#### Your assignment:
Where a line contains the word "index", copy that line from the records below.

**** Records to use

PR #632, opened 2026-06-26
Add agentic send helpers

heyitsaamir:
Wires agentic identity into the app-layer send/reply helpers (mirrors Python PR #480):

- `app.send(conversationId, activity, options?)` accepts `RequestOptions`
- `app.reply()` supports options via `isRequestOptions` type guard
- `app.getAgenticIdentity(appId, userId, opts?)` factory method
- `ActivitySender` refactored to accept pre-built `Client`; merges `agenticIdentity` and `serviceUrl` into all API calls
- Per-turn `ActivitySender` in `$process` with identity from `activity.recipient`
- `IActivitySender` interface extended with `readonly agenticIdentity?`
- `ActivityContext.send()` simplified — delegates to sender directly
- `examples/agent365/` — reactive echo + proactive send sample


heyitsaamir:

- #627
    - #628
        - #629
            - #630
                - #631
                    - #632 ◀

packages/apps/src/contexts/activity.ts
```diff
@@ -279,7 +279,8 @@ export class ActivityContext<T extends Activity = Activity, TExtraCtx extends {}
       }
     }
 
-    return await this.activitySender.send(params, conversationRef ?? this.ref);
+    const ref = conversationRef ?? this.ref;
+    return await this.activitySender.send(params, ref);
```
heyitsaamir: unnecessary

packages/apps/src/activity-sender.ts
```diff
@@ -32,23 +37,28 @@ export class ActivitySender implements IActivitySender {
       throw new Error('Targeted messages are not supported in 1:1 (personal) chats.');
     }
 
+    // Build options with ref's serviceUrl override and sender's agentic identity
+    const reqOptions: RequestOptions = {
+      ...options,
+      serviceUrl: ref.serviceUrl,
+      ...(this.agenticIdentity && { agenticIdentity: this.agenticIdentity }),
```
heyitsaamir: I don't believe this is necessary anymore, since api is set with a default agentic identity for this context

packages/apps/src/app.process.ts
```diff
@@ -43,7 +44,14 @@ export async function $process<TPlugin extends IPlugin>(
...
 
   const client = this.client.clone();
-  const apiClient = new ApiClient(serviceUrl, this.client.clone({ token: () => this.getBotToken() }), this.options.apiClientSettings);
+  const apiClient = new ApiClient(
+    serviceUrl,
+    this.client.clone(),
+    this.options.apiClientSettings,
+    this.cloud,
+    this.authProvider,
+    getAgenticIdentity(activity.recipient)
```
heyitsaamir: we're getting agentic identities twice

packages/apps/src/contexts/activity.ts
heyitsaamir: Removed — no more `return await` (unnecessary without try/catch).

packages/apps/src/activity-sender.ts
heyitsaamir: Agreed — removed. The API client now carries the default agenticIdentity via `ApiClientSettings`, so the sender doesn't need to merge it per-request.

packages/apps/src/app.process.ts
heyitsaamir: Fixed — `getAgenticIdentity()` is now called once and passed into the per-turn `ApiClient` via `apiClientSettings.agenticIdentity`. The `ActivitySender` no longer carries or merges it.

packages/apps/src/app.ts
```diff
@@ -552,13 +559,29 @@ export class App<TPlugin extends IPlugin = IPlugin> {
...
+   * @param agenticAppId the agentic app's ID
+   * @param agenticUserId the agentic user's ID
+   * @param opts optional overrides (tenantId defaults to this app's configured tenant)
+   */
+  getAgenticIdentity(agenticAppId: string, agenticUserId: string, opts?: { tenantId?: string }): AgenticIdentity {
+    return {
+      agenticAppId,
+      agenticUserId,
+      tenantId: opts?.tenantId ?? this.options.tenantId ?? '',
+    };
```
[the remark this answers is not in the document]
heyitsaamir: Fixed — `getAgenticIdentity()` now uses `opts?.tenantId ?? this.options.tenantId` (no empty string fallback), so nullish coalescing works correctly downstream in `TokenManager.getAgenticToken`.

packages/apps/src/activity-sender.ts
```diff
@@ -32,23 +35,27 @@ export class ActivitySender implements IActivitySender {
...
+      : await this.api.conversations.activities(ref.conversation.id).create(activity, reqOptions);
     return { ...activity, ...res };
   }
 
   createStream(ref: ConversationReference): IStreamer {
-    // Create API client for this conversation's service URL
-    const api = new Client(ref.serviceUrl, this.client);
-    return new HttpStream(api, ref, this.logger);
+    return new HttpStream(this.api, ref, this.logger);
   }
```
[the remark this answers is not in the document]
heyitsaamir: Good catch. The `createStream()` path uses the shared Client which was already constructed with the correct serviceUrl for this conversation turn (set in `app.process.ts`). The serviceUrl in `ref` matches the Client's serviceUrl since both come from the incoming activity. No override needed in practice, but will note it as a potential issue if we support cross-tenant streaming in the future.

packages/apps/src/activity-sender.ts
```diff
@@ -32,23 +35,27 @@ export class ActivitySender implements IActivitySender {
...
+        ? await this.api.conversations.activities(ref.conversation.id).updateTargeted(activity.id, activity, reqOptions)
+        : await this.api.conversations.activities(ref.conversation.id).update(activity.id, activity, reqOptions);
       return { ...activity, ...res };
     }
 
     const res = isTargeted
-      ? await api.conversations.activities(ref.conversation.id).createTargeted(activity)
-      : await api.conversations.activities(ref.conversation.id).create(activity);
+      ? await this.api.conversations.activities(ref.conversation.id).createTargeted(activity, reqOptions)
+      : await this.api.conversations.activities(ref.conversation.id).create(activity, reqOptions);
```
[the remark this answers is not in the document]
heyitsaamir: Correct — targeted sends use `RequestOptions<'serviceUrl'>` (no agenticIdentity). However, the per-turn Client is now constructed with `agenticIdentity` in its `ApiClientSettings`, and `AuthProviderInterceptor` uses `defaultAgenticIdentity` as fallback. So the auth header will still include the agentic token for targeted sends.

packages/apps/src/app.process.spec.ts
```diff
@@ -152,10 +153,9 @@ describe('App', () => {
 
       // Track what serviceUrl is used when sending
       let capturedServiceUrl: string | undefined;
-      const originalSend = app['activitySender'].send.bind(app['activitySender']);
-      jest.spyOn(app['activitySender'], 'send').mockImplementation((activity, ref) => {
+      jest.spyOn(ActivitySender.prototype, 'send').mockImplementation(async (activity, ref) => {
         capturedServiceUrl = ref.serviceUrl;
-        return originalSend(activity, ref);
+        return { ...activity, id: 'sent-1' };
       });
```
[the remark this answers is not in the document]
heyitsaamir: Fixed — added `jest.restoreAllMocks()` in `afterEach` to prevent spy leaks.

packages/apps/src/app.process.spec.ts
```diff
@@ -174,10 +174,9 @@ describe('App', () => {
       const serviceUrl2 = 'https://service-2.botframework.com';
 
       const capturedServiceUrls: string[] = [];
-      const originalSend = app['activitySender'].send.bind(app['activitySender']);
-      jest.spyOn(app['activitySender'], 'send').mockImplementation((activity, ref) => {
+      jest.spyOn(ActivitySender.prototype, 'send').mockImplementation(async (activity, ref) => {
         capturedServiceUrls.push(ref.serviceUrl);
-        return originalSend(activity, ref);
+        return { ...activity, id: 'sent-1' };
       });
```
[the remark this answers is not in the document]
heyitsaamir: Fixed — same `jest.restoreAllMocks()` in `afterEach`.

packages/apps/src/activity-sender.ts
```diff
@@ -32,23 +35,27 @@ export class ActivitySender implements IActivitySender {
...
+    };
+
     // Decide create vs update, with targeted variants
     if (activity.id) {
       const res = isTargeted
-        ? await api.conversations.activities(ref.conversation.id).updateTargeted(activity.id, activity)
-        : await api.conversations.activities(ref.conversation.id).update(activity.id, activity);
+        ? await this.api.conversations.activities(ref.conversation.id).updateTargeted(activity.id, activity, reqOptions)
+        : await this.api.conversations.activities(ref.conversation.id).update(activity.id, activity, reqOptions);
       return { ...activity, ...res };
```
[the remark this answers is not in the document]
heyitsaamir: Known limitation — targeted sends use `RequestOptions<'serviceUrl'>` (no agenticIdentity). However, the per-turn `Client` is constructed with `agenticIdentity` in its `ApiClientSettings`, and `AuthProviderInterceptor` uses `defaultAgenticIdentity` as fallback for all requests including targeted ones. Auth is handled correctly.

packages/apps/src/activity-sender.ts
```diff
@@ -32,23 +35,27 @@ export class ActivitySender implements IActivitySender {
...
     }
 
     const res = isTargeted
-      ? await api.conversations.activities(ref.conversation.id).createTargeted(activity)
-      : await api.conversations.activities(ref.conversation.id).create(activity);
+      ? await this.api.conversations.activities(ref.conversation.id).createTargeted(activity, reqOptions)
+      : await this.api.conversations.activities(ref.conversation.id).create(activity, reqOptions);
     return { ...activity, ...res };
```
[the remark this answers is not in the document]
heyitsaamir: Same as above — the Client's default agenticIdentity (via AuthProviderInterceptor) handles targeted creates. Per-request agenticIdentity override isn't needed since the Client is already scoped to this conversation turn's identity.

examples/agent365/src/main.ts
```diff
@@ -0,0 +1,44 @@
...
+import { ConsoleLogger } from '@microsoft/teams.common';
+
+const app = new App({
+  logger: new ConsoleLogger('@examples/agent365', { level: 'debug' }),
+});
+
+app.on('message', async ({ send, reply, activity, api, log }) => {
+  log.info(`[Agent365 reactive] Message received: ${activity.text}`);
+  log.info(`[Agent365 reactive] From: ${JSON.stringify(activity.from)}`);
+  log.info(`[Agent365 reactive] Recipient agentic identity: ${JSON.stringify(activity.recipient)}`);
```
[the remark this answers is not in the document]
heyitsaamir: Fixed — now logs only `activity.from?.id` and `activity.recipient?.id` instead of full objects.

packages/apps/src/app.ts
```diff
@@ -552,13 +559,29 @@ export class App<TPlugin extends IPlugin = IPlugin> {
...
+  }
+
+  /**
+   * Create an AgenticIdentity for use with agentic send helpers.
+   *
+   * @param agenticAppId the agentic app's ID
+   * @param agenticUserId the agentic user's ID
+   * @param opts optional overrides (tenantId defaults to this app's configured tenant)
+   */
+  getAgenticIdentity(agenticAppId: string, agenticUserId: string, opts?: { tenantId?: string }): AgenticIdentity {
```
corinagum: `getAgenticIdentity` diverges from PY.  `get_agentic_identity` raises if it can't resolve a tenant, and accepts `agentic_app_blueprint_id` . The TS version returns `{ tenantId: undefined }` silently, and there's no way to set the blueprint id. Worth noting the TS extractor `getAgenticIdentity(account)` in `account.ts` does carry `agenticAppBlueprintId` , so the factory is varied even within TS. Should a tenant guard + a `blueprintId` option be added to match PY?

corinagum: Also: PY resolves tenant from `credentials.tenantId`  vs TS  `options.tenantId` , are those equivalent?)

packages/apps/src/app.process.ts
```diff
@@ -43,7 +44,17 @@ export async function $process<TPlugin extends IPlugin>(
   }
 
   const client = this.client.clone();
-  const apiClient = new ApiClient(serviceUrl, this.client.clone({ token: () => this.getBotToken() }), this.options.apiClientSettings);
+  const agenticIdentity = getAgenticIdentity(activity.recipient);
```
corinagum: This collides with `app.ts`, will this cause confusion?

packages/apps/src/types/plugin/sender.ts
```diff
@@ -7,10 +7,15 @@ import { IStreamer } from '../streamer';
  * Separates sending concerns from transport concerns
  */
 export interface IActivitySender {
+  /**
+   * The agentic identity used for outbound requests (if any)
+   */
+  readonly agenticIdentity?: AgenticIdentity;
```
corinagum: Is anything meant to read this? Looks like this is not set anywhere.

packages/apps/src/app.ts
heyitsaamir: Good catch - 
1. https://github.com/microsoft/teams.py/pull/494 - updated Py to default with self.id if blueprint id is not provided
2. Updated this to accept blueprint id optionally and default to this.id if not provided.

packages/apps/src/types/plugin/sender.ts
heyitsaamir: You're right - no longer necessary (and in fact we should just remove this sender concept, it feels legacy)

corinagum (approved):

********
**** Records to use

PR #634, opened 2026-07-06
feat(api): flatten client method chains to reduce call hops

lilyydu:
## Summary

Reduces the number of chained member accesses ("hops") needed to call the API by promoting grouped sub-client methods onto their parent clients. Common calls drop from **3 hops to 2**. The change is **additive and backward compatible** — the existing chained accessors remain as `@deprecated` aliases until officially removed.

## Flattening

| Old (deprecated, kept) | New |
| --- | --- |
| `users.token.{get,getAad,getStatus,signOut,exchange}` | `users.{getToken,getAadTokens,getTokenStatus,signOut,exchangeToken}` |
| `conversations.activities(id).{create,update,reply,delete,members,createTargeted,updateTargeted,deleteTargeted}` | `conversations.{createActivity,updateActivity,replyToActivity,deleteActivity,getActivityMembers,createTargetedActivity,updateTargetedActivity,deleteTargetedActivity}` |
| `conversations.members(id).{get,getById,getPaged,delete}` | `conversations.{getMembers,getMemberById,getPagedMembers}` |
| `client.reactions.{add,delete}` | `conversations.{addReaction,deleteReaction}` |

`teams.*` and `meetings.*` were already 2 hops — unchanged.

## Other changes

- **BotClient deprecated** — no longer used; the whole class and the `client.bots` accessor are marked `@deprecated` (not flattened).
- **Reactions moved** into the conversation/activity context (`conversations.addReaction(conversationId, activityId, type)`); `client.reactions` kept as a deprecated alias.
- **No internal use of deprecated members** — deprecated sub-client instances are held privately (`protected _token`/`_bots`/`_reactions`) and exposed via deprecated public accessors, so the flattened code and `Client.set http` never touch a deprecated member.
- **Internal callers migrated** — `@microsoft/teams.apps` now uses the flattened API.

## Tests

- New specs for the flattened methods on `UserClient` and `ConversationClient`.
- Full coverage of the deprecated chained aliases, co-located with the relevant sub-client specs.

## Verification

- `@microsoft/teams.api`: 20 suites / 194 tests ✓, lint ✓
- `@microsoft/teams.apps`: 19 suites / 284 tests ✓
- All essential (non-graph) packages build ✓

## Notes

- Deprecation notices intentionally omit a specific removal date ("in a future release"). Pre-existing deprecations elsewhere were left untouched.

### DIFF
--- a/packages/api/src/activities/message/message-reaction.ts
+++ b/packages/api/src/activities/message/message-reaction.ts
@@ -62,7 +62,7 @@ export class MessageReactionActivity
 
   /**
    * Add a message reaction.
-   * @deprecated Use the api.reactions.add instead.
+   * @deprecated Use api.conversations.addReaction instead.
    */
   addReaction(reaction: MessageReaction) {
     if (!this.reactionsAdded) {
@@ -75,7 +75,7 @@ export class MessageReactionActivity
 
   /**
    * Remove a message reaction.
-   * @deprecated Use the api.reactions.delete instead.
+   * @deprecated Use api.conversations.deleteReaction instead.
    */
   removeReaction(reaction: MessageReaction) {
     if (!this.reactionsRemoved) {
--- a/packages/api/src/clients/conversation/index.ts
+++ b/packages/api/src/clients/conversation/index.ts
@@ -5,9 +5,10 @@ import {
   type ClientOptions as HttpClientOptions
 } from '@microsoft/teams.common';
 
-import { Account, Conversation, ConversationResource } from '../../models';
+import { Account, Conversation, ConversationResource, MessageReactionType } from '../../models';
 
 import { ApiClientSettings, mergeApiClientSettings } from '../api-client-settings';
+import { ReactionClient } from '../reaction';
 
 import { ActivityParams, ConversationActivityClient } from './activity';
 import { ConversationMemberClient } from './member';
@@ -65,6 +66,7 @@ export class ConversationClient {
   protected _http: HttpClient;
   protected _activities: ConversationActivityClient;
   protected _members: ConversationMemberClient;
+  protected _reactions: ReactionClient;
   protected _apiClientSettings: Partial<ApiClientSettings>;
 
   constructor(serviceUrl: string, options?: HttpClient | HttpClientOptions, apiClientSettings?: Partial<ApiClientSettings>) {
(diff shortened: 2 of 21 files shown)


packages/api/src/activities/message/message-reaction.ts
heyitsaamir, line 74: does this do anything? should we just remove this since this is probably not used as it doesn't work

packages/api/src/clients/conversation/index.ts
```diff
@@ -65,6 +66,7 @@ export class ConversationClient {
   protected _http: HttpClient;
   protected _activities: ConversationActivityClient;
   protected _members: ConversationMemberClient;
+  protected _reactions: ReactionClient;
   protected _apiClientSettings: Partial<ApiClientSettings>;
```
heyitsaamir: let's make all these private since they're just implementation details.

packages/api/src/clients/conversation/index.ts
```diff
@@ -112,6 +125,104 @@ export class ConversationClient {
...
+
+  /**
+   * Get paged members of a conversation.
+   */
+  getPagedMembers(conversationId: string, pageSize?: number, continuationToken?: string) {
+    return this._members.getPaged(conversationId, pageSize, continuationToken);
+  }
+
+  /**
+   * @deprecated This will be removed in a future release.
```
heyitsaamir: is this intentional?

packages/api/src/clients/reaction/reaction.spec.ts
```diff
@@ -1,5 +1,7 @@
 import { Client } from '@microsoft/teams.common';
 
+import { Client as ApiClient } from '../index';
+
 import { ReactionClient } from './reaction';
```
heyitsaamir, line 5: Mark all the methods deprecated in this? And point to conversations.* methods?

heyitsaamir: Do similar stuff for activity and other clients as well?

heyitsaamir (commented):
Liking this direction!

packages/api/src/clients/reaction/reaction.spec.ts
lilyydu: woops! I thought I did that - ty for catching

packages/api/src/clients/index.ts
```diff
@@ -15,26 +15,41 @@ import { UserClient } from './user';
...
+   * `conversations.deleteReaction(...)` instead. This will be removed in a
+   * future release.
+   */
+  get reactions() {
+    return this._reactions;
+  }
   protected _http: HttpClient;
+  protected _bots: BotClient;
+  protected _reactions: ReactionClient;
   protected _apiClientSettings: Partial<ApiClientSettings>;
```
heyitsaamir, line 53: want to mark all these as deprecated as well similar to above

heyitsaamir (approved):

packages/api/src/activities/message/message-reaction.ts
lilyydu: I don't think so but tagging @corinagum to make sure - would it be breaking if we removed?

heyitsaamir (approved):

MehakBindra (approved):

********

#### Written answer:
--- a/packages/api/src/clients/conversation/index.ts
+++ b/packages/api/src/clients/conversation/index.ts
packages/api/src/clients/conversation/index.ts
packages/api/src/clients/conversation/index.ts
+import { Client as ApiClient } from '../index';
packages/api/src/clients/index.ts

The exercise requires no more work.